Lucie Leclerc est acéricultrice dans la Seigneurie Joly. Crédit photo : Mélanie Labrecque

ÉCONOMIE. C’est le désir d’être entrepreneure qui a poussé Lucie Leclerc à quitter son emploi d’adjointe administrative chez Desjardins au tournant des années 2010 pour se diriger vers l’acériculture. Elle a vu l'occasion parfaite de réaliser son rêve, en 2012, avec l’érablière de son conjoint Claude.

Cette amoureuse de la nature avait envie de se lancer dans l’aventure entrepreneuriale avec son conjoint. Ce dernier possédait, depuis quelques années, une érablière au cœur de la Seigneurie Joly, sur une terre qu’il loue. «J’avais toujours voulu m’investir dans quelque chose, mais je ne savais pas quoi. Mais mon but, c’était d’avoir mon entreprise avec mon conjoint. J’ai mis la barre haute», a-t-elle souligné.

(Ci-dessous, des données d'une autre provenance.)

PR #310, opened 2024-05-16
feat: mount application.env as a configMap

### LINKED ISSUE #110: `application.env` should be mounted from a config-map to `/etc/network-node/` directory
```
As discussed, we shall need to work on a separate PR where `application.env` will be mounted from a config-map to `/etc/network-node/` directory. 

This will also require updating the docker images in `full-stack-testing/docker` to ensure `application.env` is loaded from `/etc/network-node/`:
`docker/ubi8-init-java21/network-node.service`
`docker/ubi8-init-java21/Dockerfile`
```
_Originally posted by @leninmehedy in https://github.com/hashgraph/solo/pull/84#discussion_r1506596909_
            

- [ ] Requires #https://github.com/hashgraph/full-stack-testing/pull/797

jeromy-cannon:
## Description

* mount `/etc/network-node/application.env` as a configMap to the network nodes

### Related Issues

* Closes #110

### DIFF
--- a/src/core/platform_installer.mjs
+++ b/src/core/platform_installer.mjs
@@ -234,14 +234,19 @@ export class PlatformInstaller {
     if (!podName) throw new MissingArgumentError('podName is required')
     if (!destPath) throw new MissingArgumentError('destPath is required')
 
+    const recursiveFlag = recursive ? '-R' : ''
     try {
-      const recursiveFlag = recursive ? '-R' : ''
       await this.k8.execContainer(podName, container, `chown ${recursiveFlag} hedera:hedera ${destPath}`)
-      await this.k8.execContainer(podName, container, `chmod ${recursiveFlag} ${mode} ${destPath}`)
-      return true
     } catch (e) {
-      throw new FullstackTestingError(`failed to set permission in '${podName}': ${destPath}`, e)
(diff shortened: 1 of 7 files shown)


JeffreyDallas (approved):

src/core/platform_installer.mjs
```diff
@@ -234,14 +234,19 @@ export class PlatformInstaller {
     if (!podName) throw new MissingArgumentError('podName is required')
     if (!destPath) throw new MissingArgumentError('destPath is required')
 
+    const recursiveFlag = recursive ? '-R' : ''
     try {
-      const recursiveFlag = recursive ? '-R' : ''
       await this.k8.execContainer(podName, container, `chown ${recursiveFlag} hedera:hedera ${destPath}`)
+    } catch (e) {
```
leninmehedy, line 240: Not sure silencing errors is solid solution.. Maybe create a separate ticket (low priority) to fine tune this by creating a list of files that needs to be changed using `chown` command here.

leninmehedy (approved):

src/core/platform_installer.mjs
jeromy-cannon: good catch: https://github.com/hashgraph/solo/issues/338

PR #327, opened 2024-05-24
fix: fix freeze timestamp for node add command

### LINKED ISSUE #326: Incorrect freeze timestamp used in node add
### Describe the bug

Current implementation `futureDate.setDate(futureDate.getDate() + (1 / 24 / 60))`
actually would set freeze time as exactly current time, instead of one minute layer.
This is due to both setDate and getDate are dealing with integer.
so `interger + (1 / 24 / 60)` resulted in the same integer, so the operation did not change
date or hours, giving the exactly current timestamp as freeze timestamp.

The transaction receipt if enabled would give error `FREEZE_START_TIME_MUST_BE_FUTURE`

Should set correct timestamp and receive SUCEED as transaction receipt

### Whole JUnit/CLI Logs

```shell
No
```

### Additional Context

_No response_

JeffreyDallas:
## Description

* Fixed timestamp setting since SetDate and GetDate will not provide a unix timestamp, but a day number within a month

### Related Issues

* Closes #326

### DIFF
--- a/src/commands/node.mjs
+++ b/src/commands/node.mjs
@@ -77,7 +77,7 @@ export class NodeCommand extends BaseCommand {
     const podName = Templates.renderNetworkPodName(nodeId)
 
     try {
-      await this.k8.waitForPodReady([
+      await this.k8.waitForPods([constants.POD_PHASE_RUNNING], [
         'fullstack.hedera.com/type=network-node',
         `fullstack.hedera.com/node-name=${nodeId}`
       ], 1, maxAttempts, delay)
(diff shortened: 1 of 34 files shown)


leninmehedy (dismissed):

src/commands/node.mjs
```diff
@@ -1467,9 +1470,13 @@ export class NodeCommand extends BaseCommand {
...
         .execute(client)
 
-      this.logger.debug(`Upgrade frozen with transaction id: ${freezeUpgradeTx.transactionId.toString()}`)
+      const freezeUpgradeReceipt = await freezeUpgradeTx.getReceipt(client)
+
+      this.logger.debug(`Upgrade frozen with transaction id: ${freezeUpgradeTx.transactionId.toString()}`,
+        freezeUpgradeReceipt.status.toString())
     } catch (e) {
       this.logger.error(`Error in freeze upgrade: ${e.message}`, e)
+      await sleep(360000)
```
jeromy-cannon, line 1479: what is the purpose for sleeping for 6 minutes?  when it throws the error, then it will exit the app and stop processing.

jeromy-cannon (changes requested):

src/commands/node.mjs
JeffreyDallas: was added during debug, removed it.

jeromy-cannon (approved):

PR #337, opened 2024-05-30
feat: add node logs command

### LINKED ISSUE #336: Add a node logs command to download swirlds.log and hgcaa.log
### Requested Feature

```markdown
Download node logs before tests were cleaned up
```

### Business Need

Aujourd’hui, elle parle de ce travail avec passion, mais plonger dans cette aventure n’était pas une mince affaire. Tout était à apprendre puisqu’elle n’avait jamais eu de contacts concrets avec l’acériculture. Elle a obtenu un diplôme d’études professionnelles au Centre de formation acéricole de Pohénégamook. Il a aussi fallu qu’elle se familiarise avec les instruments et les façons de faire.

«Quand j’ai commencé, l’osmose, ça me faisait peur. La bouilleuse, je trouvais ça effrayant. Je me suis dit, je vais aller dans le bois. Je suis devenue la préposée aux fuites. […] Ils [les appareils] ont finalement arrêté de me faire peur et maintenant je peux tout faire, à part bûcher», a-t-elle lancé.

Place des femmes

«J’aimerais que les femmes réalisent à quel point c’est accessible et valorisant. […] Elles ne prennent pas encore assez leur place aujourd’hui», a-t-elle déploré. Lucie Leclerc indique que le rôle de chaque personne est important dans une entreprise acéricole. Peu importe qui y travaille, ce qui compte vraiment c’est la collaboration entre les partenaires.

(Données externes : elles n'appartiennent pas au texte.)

Issue #4480, opened 2025-11-21
Implement year and month selection for OnyxCalendar


larsrickert:
### Why?

The OnyxCalendar should support changing the year and month.

### Design

[Figma](https://www.figma.com/design/YfEUBOHk4J4nYrk04geswG/Onyx-Components?node-id=19389-83696&m=dev)
[Documentation](https://www.figma.com/design/j7Hy7Zk8MiCmJBJf0ArQRm/Onyx-Documentation?node-id=19754-30544&m=dev)

### Acceptance criteria

- when clicking on the current month/year in the calendar header a flyout is opened (for the large calendar) or the view is changed in-place (for the small calendar) that allows to:
    - [ ] first select a year
    - [ ] after a year is selected, a month can be selected
    - [ ] after the month is selected, the view is switched back to the regular calendar view and the selected month and year is selected as viewMonth
- [ ] the month names are translated using JavaScript's Intl API
- [ ] the current year / month is highlighted visually
- [ ] when clicking the header area again or clicking outside, the view reverts back to the regular view
- [ ] the actual selected date(s) are NOT changed, this feature just changes the viewed month/year

### DEV handover checklist

[Storybook](ADD_LINK_HERE)

DEV handover done with: @ADD_DEV_NAME_HERE

**Testing**
- [ ] covered by visual screenshot tests
- [ ] covered by functional tests (Playwright or unit test)

**Documentation**
- [ ] "New" badge in Storybook is added, see [storybook-addon-tag-badges](https://github.com/Sidnioulz/storybook-addon-tag-badges/?tab=readme-ov-file#-usage)
- [ ] auto-generated Storybook code snippets are checked
- [ ] component status has been updated in the [docs overview](https://onyx.schwarz/#components)
- [ ] updated version is released
- [ ] updated documentation is deployed

**Other**
- [ ] follow-up tickets were created if necessary (add links below)

### UX handover checklist

UX handover done with: @ADD_UX_NAME_HERE

**Naming is aligned with Figma**
- [ ] component name
- [ ] which support components are used and how they are named
- [ ] all property names and types

**Implementation is checked**
- [ ] all features of Figma are implemented or a follow-up ticket is refined
- [ ] skeleton
- [ ] densities
- [ ] light and dark mode
- [ ] truncation
- [ ] responsiveness / wrapping behavior
- [ ] min / max width

**Figma**
- [ ] Figma component is published

**Documentation**
- [ ] Storybook category is aligned with Figma
[...]

PR #4628, opened 2026-01-12
feat(OnyxCalendar): implement year and month selection

ChristianBusshoff:
Relates to #4480

- added year & month Picker
- changed next/prev Month from IconButtons to SystemButtons

## Checklist


packages/sit-onyx/playwright/snapshots/components/OnyxCalendar/Calendar-yearMonthPicker--edge-linux.png
larsrickert, line 1: In Figma, we are using the OnyxSystemButton for the years/month which is smaller and has a little different font styles. We currently use the regular OnyxButton, is that intended? Do we need to sync with UX?

larsrickert, line 1: I think the Today button should only be displayed in the small calendar but still be enabled in the big one. At least it looks like this in Figma

larsrickert, line 1: The month buttons are way bigger (taller) than the year buttons, is that intended?

packages/sit-onyx/src/components/OnyxCalendar/OnyxCalendar.vue
```diff
@@ -178,6 +214,16 @@ const calendarWeeksDisplay = computed(
   () =>
     `${t.value("calendar.calendarWeek")} ${weeksToRender.value[0]?.weekNumber} - ${weeksToRender.value[weeksToRender.value.length - 1]?.weekNumber} `,
 );
+
+const picker = useTemplateRef("pickerRef");
+const pickerSmall = useTemplateRef("pickerSmallRef");
+const pickerSmallButton = useTemplateRef("pickerSmallButtonRef");
+useOutsideClick({
```
larsrickert, line 221: Is this `useOutsideClick` only needed to close the small calendar month/year select when clicking outside? In this case, wouldn't it be enough to use one ref on the calendar / wrapper itself?

For the big calendar, the flyout/popover already handles the outside click, right?

packages/sit-onyx/src/components/OnyxCalendar/OnyxCalendar.vue
```diff
@@ -196,34 +242,71 @@ const calendarWeeksDisplay = computed(
         <OnyxSystemButton
           :label="t('calendar.todayButton.label')"
           class="control-container__today-btn"
-          :disabled="disabled === true"
+          :disabled="disabled === true || isPickerOpen"
           @click="goToToday"
         />
+        <div v-if="calendarSize === 'small'" ref="pickerSmallButtonRef">
```
larsrickert: We can omit the nested divs here by placing the v-if and v-else on the OnyxButton and OnyxBasicPopover directly, right?

packages/sit-onyx/src/components/OnyxCalendar/OnyxCalendar.vue
```diff
@@ -196,34 +242,71 @@ const calendarWeeksDisplay = computed(
...
+                isPickerOpen = !isPickerOpen;
+                handlePickerUpdate(isPickerOpen);
+              }
+            "
+          />
+        </div>
+        <div v-else ref="pickerRef">
+          <OnyxBasicPopover
+            v-model:open="isPickerOpen"
+            role="dialog"
```
larsrickert:
```suggestion
```

dialog is already the default role for the popover :)

packages/sit-onyx/src/components/OnyxCalendar/OnyxCalendar.vue
```diff
@@ -196,34 +242,71 @@ const calendarWeeksDisplay = computed(
...
+              <OnyxButton
+                color="neutral"
+                :label="d(viewMonth, { month: 'long', year: 'numeric' })"
+                mode="plain"
+                v-bind="trigger"
+              />
+            </template>
+
+            <template #content>
+              <div>
```
larsrickert: Is the div needed here?

packages/sit-onyx/src/components/OnyxCalendar/OnyxCalendar.vue
```diff
@@ -232,7 +315,17 @@ const calendarWeeksDisplay = computed(
     </div>
 
     <div class="onyx-calendar__body">
-      <table v-bind="tableProps">
+      <div v-if="calendarSize === 'small' && isPickerOpen" ref="pickerSmallRef">
```
larsrickert: We can omit the div here by moving the v-.if and ref to the OnyxMonthYearPickerGrid :)

packages/sit-onyx/src/components/OnyxCalendar/types.ts
```diff
@@ -72,6 +72,22 @@ export type OnyxCalendarProps<TSelection extends OnyxCalendarSelectionMode> = De
    * Whether to show week numbers in the calendar.
    */
   showCalendarWeeks?: boolean;
+
+  /**
+   * Whether to show a month / year picker in the calendar.
+   */
+  monthYearPicker?: {
```
larsrickert: As discussed, to keep things simple we want to remove this prop for now and use a pre-defined 100 year range in the past and future from the current year. If the users sets a min and/or max date on the calendar itself, we consider them as borders

packages/sit-onyx/src/components/OnyxCalendar/OnyxMonthYearPickerGrid.vue
```diff
@@ -0,0 +1,114 @@
...
+  return Array.from({ length: 12 }, (_, i) => ({
+    label: d.value(new Date(2000, i, 1), { month: "short" }),
+    value: i,
+  }));
+});
+</script>
+
+<template>
+  <div class="onyx-component onyx-calendar__picker-grid">
+    <template v-if="props.mode === 'year'">
```
larsrickert, line 69: We can place the v-if / v-else also on the OnyxButton directly so we don't need the template tag

packages/sit-onyx/src/components/OnyxCalendar/OnyxMonthYearPickerGrid.vue
```diff
@@ -0,0 +1,114 @@
...
+
+    &--inline {
+      width: 100%;
+      aspect-ratio: 1;
+      background-color: var(--onyx-color-base-background-blank);
+      border: var(--onyx-1px-in-rem) solid var(--onyx-color-component-border-neutral);
+      border-radius: var(--onyx-radius-md);
+    }
+
+    * {
```
larsrickert: Would prefer to not use `*` since it really affects ALL deeply nested elements and can have performance or unintended issues. Instead we should add a class to the elements where we need these styles and use the class instead

larsrickert (changes requested):

packages/sit-onyx/src/components/OnyxCalendar/OnyxCalendar.vue
```diff
@@ -196,34 +242,71 @@ const calendarWeeksDisplay = computed(
...
-        />
-        <OnyxIconButton
-          class="control-container__next-month-button"
-          :label="t('calendar.nextMonthButton')"
-          color="neutral"
-          :icon="iconChevronRightSmall"
-          :disabled="disabled === true"
-          @click="goToMonthByOffset(1)"
-        />
+        <div class="control-container__month-buttons">
```
larsrickert, line 246: The buttons are jumping around (moving left/right) when clicking them multiple times because the  length of the current month changes. We should prevent this :) Maybe we need to sync with UX here?

packages/sit-onyx/src/components/OnyxCalendar/OnyxCalendar.stories.ts
```diff
@@ -30,6 +30,7 @@ export const Default = {} satisfies Story;
 export const SingleSelect = {
   args: {
     selectionMode: "single",
+    monthYearPicker: { max: new Date(2050, 0, 1) },
```
larsrickert: This prop does no longer exist, right?

packages/sit-onyx/src/components/OnyxCalendar/OnyxCalendar.vue
```diff
@@ -178,6 +214,16 @@ const calendarWeeksDisplay = computed(
...
 );
+
+const picker = useTemplateRef("pickerRef");
+const pickerSmall = useTemplateRef("pickerSmallRef");
+const pickerSmallButton = useTemplateRef("pickerSmallButtonRef");
+useOutsideClick({
+  inside: () => [picker.value, pickerSmall.value, pickerSmallButton.value],
+  onOutsideClick: () => {
+    if (isPickerOpen.value) isPickerOpen.value = false;
+  },
```
larsrickert:
```suggestion
  onOutsideClick: () => (isPickerOpen.value = false),
```

(optional) Vue does not track changes if the actual value does not change so we can just set it to false here. If the value is already false, Vue will not trigger any reactive effects

packages/sit-onyx/src/components/OnyxCalendar/OnyxCalendar.vue
```diff
@@ -196,34 +242,71 @@ const calendarWeeksDisplay = computed(
...
+            <OnyxButton
+              color="neutral"
+              :label="d(viewMonth, { month: 'long', year: 'numeric' })"
+              mode="plain"
+              v-bind="trigger"
+            />
+          </template>
+
+          <template #content>
+            <div>
```
larsrickert: Is the div needed here?

packages/sit-onyx/src/components/OnyxCalendar/OnyxMonthYearPickerGrid.vue
```diff
@@ -0,0 +1,141 @@
...
+    const containerHeight = container.offsetHeight;
+
+    container.scrollTop = elementTop - containerHeight / 2 + elementHeight;
+  }
+};
+
+watch(
+  () => props.open,
+  (open) => {
+    if (open === true) {
```
larsrickert:
```suggestion
    if (open) {
```

Since open is a boolean, we don't need the `===` check

packages/sit-onyx/src/components/OnyxCalendar/OnyxMonthYearPickerGrid.vue
```diff
@@ -0,0 +1,141 @@
...
+    const container = gridRef.value;
+    const element = buttonRefs.value[activeIndex].$el || buttonRefs.value[activeIndex];
+
+    const elementTop = element.offsetTop;
+    const elementHeight = element.offsetHeight;
+    const containerHeight = container.offsetHeight;
+
+    container.scrollTop = elementTop - containerHeight / 2 + elementHeight;
+  }
+};
```
larsrickert, line 55:
```suggestion
const scrollToActiveYear = async () => {
  if (props.mode !== "year") return;
  await nextTick();
  const activeIndex = years.value.indexOf(currentViewYear.value);
  const selectedYearButton: HTMLElement | undefined = buttonRefs.value?.[activeIndex]?.$el;
  if (!selectedYearButton) return;
  selectedYearButton.scrollIntoView({ block: "center" });
};
```

We can make use of the native `scollIntoView()` method so we don't need to calculate here :) This way, we can also remove the gridRef

packages/sit-onyx/src/components/OnyxCalendar/OnyxMonthYearPickerGrid.vue
```diff
@@ -0,0 +1,141 @@
...
+      scrollToActiveYear();
+    }
+  },
+);
+</script>
+
+<template>
+  <div ref="grid" class="onyx-component onyx-calendar__picker-grid">
+    <template v-if="props.mode === 'year'">
+      <!-- TODO: Change to SystemButton after styles are implemented -->
```
larsrickert, line 70: Please create a follow up ticket for this

packages/headless/src/composables/helpers/useOutsideClick.ts
```diff
@@ -37,7 +38,10 @@ export const useOutsideClick = <TCheckOnTab extends boolean | undefined>({
     if (!target) return true;
     const raw = toValue(inside);
     const elements = Array.isArray(raw) ? raw : [raw];
-    return !elements.some((element) => element?.contains(target as Node | null));
+    return !elements.some((element) => {
```
larsrickert, line 41: We can create a changeset for this with something like:
feat(useOutsideClick): support passing component refs to `inside` option

packages/sit-onyx/src/components/OnyxCalendar/OnyxMonthYearPickerGrid.vue
```diff
@@ -0,0 +1,141 @@
...
+
+const { d } = injectI18n();
+
+const currentViewYear = computed(() => props.viewMonth.getFullYear());
+const currentViewMonthIndex = computed(() => props.viewMonth.getMonth());
+
+const years = computed(() => {
+  const currentYear = new Date().getFullYear();
+  const start = currentYear - 102;
+  const end = currentYear + 53;
```
larsrickert:
```suggestion
  const count = 100;
  const currentYear = new Date().getFullYear();
  const start = currentYear - count;
  const end = currentYear + count;
```

Is there a reason for these "strange" numbers? :D

packages/sit-onyx/src/components/OnyxCalendar/OnyxMonthYearPickerGrid.vue
ChristianBusshoff: Created it: #4643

Lorsque la Fédération des producteurs acéricoles du Québec a choisi de reconnaître la place des femmes dans l’industrie en se renommant Les Producteurs et productrices acéricoles du Québec (PPAQ), elle était aux anges.

«Je suis déléguée substitut au PPAQ. Quand on m’appelle, je m’en vais à la table et on prend des décisions. […] Ça faisait deux ans que je travaillais pour dire que nous sommes là, les femmes et nous sommes importantes à plusieurs niveaux.»
Elle reconnaît qu’il reste des barrières à faire tomber. Encore aujourd’hui, elle doit faire sa place et montrer qu’elle travaille d’égal à égal avec son conjoint.

Terre publique

Puisque l’érablière est située dans la Seigneurie Joly, sur une terre publique, elle doit composer avec des défis et des normes supplémentaires imposées par le gouvernement. «On doit demander un permis pour tout, notamment pour abattre un arbre», a-t-elle soulevé.

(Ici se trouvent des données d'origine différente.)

PR #4665, opened 2026-01-14
chore: add `.nuxtrc` to gitignore

larsrickert:
Currently, Nuxt generates ´.nuxtrc` files frequenly in the monorepo ([see Nuxt docs](https://nuxt.com/docs/4.x/directory-structure/nuxtrc#usage)) which are annoying in the git changes. This PR adds them go the .gitignore since they are not relevant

Malgré tout, elle explique qu’ils prennent soin de leur érablière en faisant entre autres une production de sirop biologique. «Nos normes sont plus hautes que celles du ministère.» Ils accordent aussi une grande place à la biodiversité. Plusieurs essences d’arbres se côtoient. C’est payant, indique-t-elle, puisque plusieurs des nouvelles pousses sont justement des érables à sucre. «C’est un poumon ici, on doit protéger la Seigneurie avec ses érablières», a-t-elle plaidé.

L’érablière de Mme Leclerc et de son conjoint compte une possibilité de plus de 21 000 entailles sur une terre de 118 hectares. Actuellement, plus de 19 000 érables sont en production.